Records from a collection:
= = = =

Issue #4180, opened 2023-01-31
Panic Handling In MultihopEstimateOutGivenExactAmountIn borks Protorev


NotJeremyLiu:
## Background

Panics are caught when swapping (https://github.com/osmosis-labs/osmosis/blob/main/x/gamm/keeper/swap.go#L39-L44) but not when estimating a swap (https://github.com/osmosis-labs/osmosis/blob/d28c7412c8d16ed48a20f7b770185d238d83f12b/x/poolmanager/router.go#L133). 

The specific panic that brought this to our attention for Protorev was in stableswap `solveCFMMBinarySearchMulti`: (https://github.com/osmosis-labs/osmosis/blob/d28c7412c8d16ed48a20f7b770185d238d83f12b/x/gamm/pool-models/stableswap/amm.go#L315), but generally any of these panics could likely cause an issue if `MultihopEstimateOutGivenExactAmountIn` does not catch the panics.

## Suggested Design

We are open to different forms of resolution, whether that may be core team adding panic catching in `MultihopEstimateOutGivenExactAmountIn` or us catching panics in Protorev, but we are waiting for core team decision on best way forward.

## Acceptance Criteria

All current protorev tests pass, and adding new tests to purposefully trigger the panics does not result in the actual panic to cause a halt.

ValarDragon:
I think we should definitely just catch this panic -- quite silly for estimate to panic haha

PR #4181, opened 2023-01-31
Protorev smarter logic and more testing

NotJeremyLiu:

This PR adds more testing to `x/protorev` and improves the arb calculation logic to be more efficient.

## Brief Changelog
 
  - Given a route, we now calculate if the minAmountIn is profitable as a pre-check. If minAmountIn is not profitable, then the route is not profitable and we don't run the full binary search algo. This will make Protorev take much less compute time in production compared to its previous design (which would run the full binary search even when a route has no-arb). We only increment the pool point counter if the trade is profitable, thereby saving us compute for swaps that create no backrunning opportunity.
  - Given a route, we now calculate if the maxAmountIn and maxAmountIn + 1 profit is increasing as a pre-check and increase the range if so. If the profit from maxInputIn is still increasing, this means that we need to increase the range to capture the max profit.
  - Adds tests that verifies the limit/point system works properly, >3 pool routes work, and other denom besides osmo/atom work.
  - Deprecate hot routes from being included in genesis state for simplicity. 
  - Add E2E testing that 
    - Checks that the module is correctly init on start
    - Checks that the module can correctly spot a back running opportunity after a swap
    - Checks that the module executes a profitable cyclic arbitrage trade
    - Checks that the module did not mint or alter the supplies from the bank
 - Add support for gamm swap msgs
 - Deprecate atom from the list of base denoms that are used on genesis for route creation

## Testing and Verifying

- All previous tests pass with new changes
- Added a test to ensure range extension works properly
- Added a test for swapExactAmountOut
- Added benchmark testing
- Added doomsday testing to ensure point system works properly and doesn't allow protorev to keep running
- Adds tests for generalized denoms
- Adds a test to ensure panic catching is handled properly. This currently FAILS. This is on purpose, this PR is not to be merged until https://github.com/osmosis-labs/osmosis/issues/4180 is resolved
- Add test for gamm msg swaps
- Add tests for E2E (as described above)


x/protorev/keeper/rebalance.go
```diff
@@ -94,28 +104,50 @@ func (k Keeper) EstimateMultihopProfit(ctx sdk.Context, inputDenom string, amoun
...
+	inputDenom := route.Route[route.Route.Length()-1].TokenOutDenom
+
+	// If a cyclic arb exists with an optimal amount in above our minimum amount in,
+	// then inputting the minimum amount in will result in a profit. So we check for that first.
+	// If there is no profit, then we can return early and not run the binary search.
+	_, minInProfit, err := k.EstimateMultihopProfit(ctx, inputDenom, curLeft.Mul(route.StepSize), route.Route)
+	if err != nil {
+		return sdk.Coin{}, sdk.ZeroInt(), err
+	} else if minInProfit.LTE(sdk.ZeroInt()) {
+		return sdk.Coin{}, sdk.ZeroInt(), fmt.Errorf("no profit for route %d", route.Route.PoolIds())
```
NotJeremyLiu, line 126: I imagine a majority of small swaps will result in no profits, so this will throw an error often. Feels kinda like we want to view no profit in a route as a non-error. maybe we log in some other way if we want to log?

NotJeremyLiu (commented):
Reviewed, left 1 comment about the changes made. Going to fix up the doomsday test given the new point refund logic.

NotJeremyLiu:
Another thing I noticed is that we still have a hardcoded denom for atom: https://github.com/osmosis-labs/osmosis/blob/e6c1ba6006a3ed2a414e14e1ad3e53b814d83f81/x/protorev/types/constants.go#L8

This is no longer used in protorev itself, but used throughout our test suite. Is there a way for us to move this easily to only be for test suite and not in any of the core module files (to avoid changing all the tests that reference it, but not have any unnecessary code in core module files)

x/protorev/keeper/rebalance.go
NotJeremyLiu: Resolved in ad5ea732f09ea71e7433825dba9f6523223c524d

davidterpay:
> Another thing I noticed is that we still have a hardcoded denom for atom:
> 
> https://github.com/osmosis-labs/osmosis/blob/e6c1ba6006a3ed2a414e14e1ad3e53b814d83f81/x/protorev/types/constants.go#L8
> 
> This is no longer used in protorev itself, but used throughout our test suite. Is there a way for us to move this easily to only be for test suite and not in any of the core module files (to avoid changing all the tests that reference it, but not have any unnecessary code in core module files).
>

= = = =

DIRECTIONS.
Your reply should hold only the lines from the first line of the records through the one with "## Background", reproduced word for word.

WRITTEN ANSWER.
Issue #4180, opened 2023-01-31
Panic Handling In MultihopEstimateOutGivenExactAmountIn borks Protorev


NotJeremyLiu:
## Background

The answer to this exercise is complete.